DATASET EXTRACT>
========

PR #178, opened 2016-02-12
Fix for custom compression codec

treff7es:
I tried to use lzo compression with secor but it always failed with null pointer exception because it did not find the set codec even if it was on the classpath.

========

PROBLEM TO SOLVE>
Set down the full listing once more, exactly as written.

RESPONSE TO THIS TASK>
PR #178, opened 2016-02-12
Fix for custom compression codec

treff7es:
I tried to use lzo compression with secor but it always failed with null pointer exception because it did not find the set codec even if it was on the classpath.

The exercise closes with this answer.